Every line from the one containing "doesn't get forgotten." to the last line of the listing below should be given again exactly.
───── Material to process ─────
Issue #653, opened 2021-06-23
Self-hosted debug and triggers inside handlers


pdonahue-ventana:
Copied from https://lists.riscv.org/g/tech-debug/topic/self_hosted_debug_and/83591174 so it doesn't get forgotten.

> The debug spec already contemplates that bad things happen when you set an action=0 trigger to fire in an M mode handler.  It suggests that this is a corner case but has two possible solutions: mask action=0 triggers in M mode when MIE=0 or implement tcontrol.mte/mpte.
─────
> _Answer to the exercise_:
Copied from https://lists.riscv.org/g/tech-debug/topic/self_hosted_debug_and/83591174 so it doesn't get forgotten.

> The debug spec already contemplates that bad things happen when you set an action=0 trigger to fire in an M mode handler.  It suggests that this is a corner case but has two possible solutions: mask action=0 triggers in M mode when MIE=0 or implement tcontrol.mte/mpte.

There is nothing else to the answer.